* [Listed entries]:
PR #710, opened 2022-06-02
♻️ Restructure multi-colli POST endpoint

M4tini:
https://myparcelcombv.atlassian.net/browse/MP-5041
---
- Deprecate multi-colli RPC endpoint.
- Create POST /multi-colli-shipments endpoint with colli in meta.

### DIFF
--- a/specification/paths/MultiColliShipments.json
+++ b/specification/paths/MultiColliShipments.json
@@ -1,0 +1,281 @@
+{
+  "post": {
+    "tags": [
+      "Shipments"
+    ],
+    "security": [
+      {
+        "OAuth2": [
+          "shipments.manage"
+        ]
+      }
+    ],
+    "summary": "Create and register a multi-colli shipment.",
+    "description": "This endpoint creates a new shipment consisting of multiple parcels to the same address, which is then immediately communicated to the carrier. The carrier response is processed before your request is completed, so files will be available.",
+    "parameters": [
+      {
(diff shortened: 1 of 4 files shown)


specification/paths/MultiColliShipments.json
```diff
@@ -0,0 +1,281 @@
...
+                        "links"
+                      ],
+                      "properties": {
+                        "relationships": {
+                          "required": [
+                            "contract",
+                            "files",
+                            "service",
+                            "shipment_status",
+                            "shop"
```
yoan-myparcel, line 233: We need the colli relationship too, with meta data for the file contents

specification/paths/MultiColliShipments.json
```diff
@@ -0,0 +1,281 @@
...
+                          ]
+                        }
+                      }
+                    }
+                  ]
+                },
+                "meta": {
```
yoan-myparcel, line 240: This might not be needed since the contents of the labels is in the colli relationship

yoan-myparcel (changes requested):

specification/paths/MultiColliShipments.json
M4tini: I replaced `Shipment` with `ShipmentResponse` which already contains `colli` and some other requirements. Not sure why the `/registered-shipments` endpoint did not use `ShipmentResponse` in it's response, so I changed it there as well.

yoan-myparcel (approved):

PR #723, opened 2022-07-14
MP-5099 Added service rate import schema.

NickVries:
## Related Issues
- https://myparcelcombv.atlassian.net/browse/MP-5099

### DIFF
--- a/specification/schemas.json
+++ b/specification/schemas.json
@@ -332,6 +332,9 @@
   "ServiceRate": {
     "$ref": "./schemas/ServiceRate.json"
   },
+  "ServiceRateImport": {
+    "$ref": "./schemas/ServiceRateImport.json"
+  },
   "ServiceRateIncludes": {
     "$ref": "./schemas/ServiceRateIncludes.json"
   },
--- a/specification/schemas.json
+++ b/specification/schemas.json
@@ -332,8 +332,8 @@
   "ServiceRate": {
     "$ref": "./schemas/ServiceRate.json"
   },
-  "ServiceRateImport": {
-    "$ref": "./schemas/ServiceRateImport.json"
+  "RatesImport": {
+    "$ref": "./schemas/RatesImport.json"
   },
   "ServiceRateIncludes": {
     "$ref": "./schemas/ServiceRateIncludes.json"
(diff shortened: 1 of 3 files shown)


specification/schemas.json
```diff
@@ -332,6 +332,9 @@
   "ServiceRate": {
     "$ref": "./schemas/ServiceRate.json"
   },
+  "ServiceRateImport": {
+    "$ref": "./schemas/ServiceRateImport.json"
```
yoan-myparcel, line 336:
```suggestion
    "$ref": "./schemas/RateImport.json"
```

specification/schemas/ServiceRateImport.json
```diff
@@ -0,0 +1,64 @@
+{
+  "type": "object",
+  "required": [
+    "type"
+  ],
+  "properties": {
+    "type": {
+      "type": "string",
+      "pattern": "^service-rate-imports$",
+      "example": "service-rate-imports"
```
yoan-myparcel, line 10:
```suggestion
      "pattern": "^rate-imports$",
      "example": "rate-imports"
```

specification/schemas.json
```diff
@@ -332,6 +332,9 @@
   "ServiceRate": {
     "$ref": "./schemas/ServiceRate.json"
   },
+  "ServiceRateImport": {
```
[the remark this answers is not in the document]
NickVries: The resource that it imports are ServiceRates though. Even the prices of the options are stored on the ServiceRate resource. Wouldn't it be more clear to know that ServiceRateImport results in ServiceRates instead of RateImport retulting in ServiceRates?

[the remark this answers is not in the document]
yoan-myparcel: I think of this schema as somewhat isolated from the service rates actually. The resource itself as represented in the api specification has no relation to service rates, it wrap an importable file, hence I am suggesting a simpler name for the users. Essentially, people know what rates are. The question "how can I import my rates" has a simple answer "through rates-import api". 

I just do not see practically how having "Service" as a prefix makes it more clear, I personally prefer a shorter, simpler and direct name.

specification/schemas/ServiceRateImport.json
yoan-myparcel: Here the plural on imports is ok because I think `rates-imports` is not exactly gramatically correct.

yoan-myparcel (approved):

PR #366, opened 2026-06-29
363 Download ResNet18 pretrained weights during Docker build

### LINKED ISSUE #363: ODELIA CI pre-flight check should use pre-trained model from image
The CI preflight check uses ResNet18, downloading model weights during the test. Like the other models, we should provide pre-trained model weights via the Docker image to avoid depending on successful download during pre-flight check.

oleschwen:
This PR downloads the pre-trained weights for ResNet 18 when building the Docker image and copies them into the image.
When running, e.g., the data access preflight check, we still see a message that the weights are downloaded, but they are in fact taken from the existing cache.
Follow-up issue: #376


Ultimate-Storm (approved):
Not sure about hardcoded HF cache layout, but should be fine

* [Problem to work on]: Repeat each of the entries above precisely as given.

* [Completed exercise]:
PR #710, opened 2022-06-02
♻️ Restructure multi-colli POST endpoint

M4tini:
https://myparcelcombv.atlassian.net/browse/MP-5041
---
- Deprecate multi-colli RPC endpoint.
- Create POST /multi-colli-shipments endpoint with colli in meta.

### DIFF
--- a/specification/paths/MultiColliShipments.json
+++ b/specification/paths/MultiColliShipments.json
@@ -1,0 +1,281 @@
+{
+  "post": {
+    "tags": [
+      "Shipments"
+    ],
+    "security": [
+      {
+        "OAuth2": [
+          "shipments.manage"
+        ]
+      }
+    ],
+    "summary": "Create and register a multi-colli shipment.",
+    "description": "This endpoint creates a new shipment consisting of multiple parcels to the same address, which is then immediately communicated to the carrier. The carrier response is processed before your request is completed, so files will be available.",
+    "parameters": [
+      {
(diff shortened: 1 of 4 files shown)


specification/paths/MultiColliShipments.json
```diff
@@ -0,0 +1,281 @@
...
+                        "links"
+                      ],
+                      "properties": {
+                        "relationships": {
+                          "required": [
+                            "contract",
+                            "files",
+                            "service",
+                            "shipment_status",
+                            "shop"
```
yoan-myparcel, line 233: We need the colli relationship too, with meta data for the file contents

specification/paths/MultiColliShipments.json
```diff
@@ -0,0 +1,281 @@
...
+                          ]
+                        }
+                      }
+                    }
+                  ]
+                },
+                "meta": {
```
yoan-myparcel, line 240: This might not be needed since the contents of the labels is in the colli relationship

yoan-myparcel (changes requested):

specification/paths/MultiColliShipments.json
M4tini: I replaced `Shipment` with `ShipmentResponse` which already contains `colli` and some other requirements. Not sure why the `/registered-shipments` endpoint did not use `ShipmentResponse` in it's response, so I changed it there as well.

yoan-myparcel (approved):

PR #723, opened 2022-07-14
MP-5099 Added service rate import schema.

NickVries:
## Related Issues
- https://myparcelcombv.atlassian.net/browse/MP-5099

### DIFF
--- a/specification/schemas.json
+++ b/specification/schemas.json
@@ -332,6 +332,9 @@
   "ServiceRate": {
     "$ref": "./schemas/ServiceRate.json"
   },
+  "ServiceRateImport": {
+    "$ref": "./schemas/ServiceRateImport.json"
+  },
   "ServiceRateIncludes": {
     "$ref": "./schemas/ServiceRateIncludes.json"
   },
--- a/specification/schemas.json
+++ b/specification/schemas.json
@@ -332,8 +332,8 @@
   "ServiceRate": {
     "$ref": "./schemas/ServiceRate.json"
   },
-  "ServiceRateImport": {
-    "$ref": "./schemas/ServiceRateImport.json"
+  "RatesImport": {
+    "$ref": "./schemas/RatesImport.json"
   },
   "ServiceRateIncludes": {
     "$ref": "./schemas/ServiceRateIncludes.json"
(diff shortened: 1 of 3 files shown)


specification/schemas.json
```diff
@@ -332,6 +332,9 @@
   "ServiceRate": {
     "$ref": "./schemas/ServiceRate.json"
   },
+  "ServiceRateImport": {
+    "$ref": "./schemas/ServiceRateImport.json"
```
yoan-myparcel, line 336:
```suggestion
    "$ref": "./schemas/RateImport.json"
```

specification/schemas/ServiceRateImport.json
```diff
@@ -0,0 +1,64 @@
+{
+  "type": "object",
+  "required": [
+    "type"
+  ],
+  "properties": {
+    "type": {
+      "type": "string",
+      "pattern": "^service-rate-imports$",
+      "example": "service-rate-imports"
```
yoan-myparcel, line 10:
```suggestion
      "pattern": "^rate-imports$",
      "example": "rate-imports"
```

specification/schemas.json
```diff
@@ -332,6 +332,9 @@
   "ServiceRate": {
     "$ref": "./schemas/ServiceRate.json"
   },
+  "ServiceRateImport": {
```
[the remark this answers is not in the document]
NickVries: The resource that it imports are ServiceRates though. Even the prices of the options are stored on the ServiceRate resource. Wouldn't it be more clear to know that ServiceRateImport results in ServiceRates instead of RateImport retulting in ServiceRates?

[the remark this answers is not in the document]
yoan-myparcel: I think of this schema as somewhat isolated from the service rates actually. The resource itself as represented in the api specification has no relation to service rates, it wrap an importable file, hence I am suggesting a simpler name for the users. Essentially, people know what rates are. The question "how can I import my rates" has a simple answer "through rates-import api". 

I just do not see practically how having "Service" as a prefix makes it more clear, I personally prefer a shorter, simpler and direct name.

specification/schemas/ServiceRateImport.json
yoan-myparcel: Here the plural on imports is ok because I think `rates-imports` is not exactly gramatically correct.

yoan-myparcel (approved):

PR #366, opened 2026-06-29
363 Download ResNet18 pretrained weights during Docker build

### LINKED ISSUE #363: ODELIA CI pre-flight check should use pre-trained model from image
The CI preflight check uses ResNet18, downloading model weights during the test. Like the other models, we should provide pre-trained model weights via the Docker image to avoid depending on successful download during pre-flight check.

oleschwen:
This PR downloads the pre-trained weights for ResNet 18 when building the Docker image and copies them into the image.
When running, e.g., the data access preflight check, we still see a message that the weights are downloaded, but they are in fact taken from the existing cache.
Follow-up issue: #376


Ultimate-Storm (approved):
Not sure about hardcoded HF cache layout, but should be fine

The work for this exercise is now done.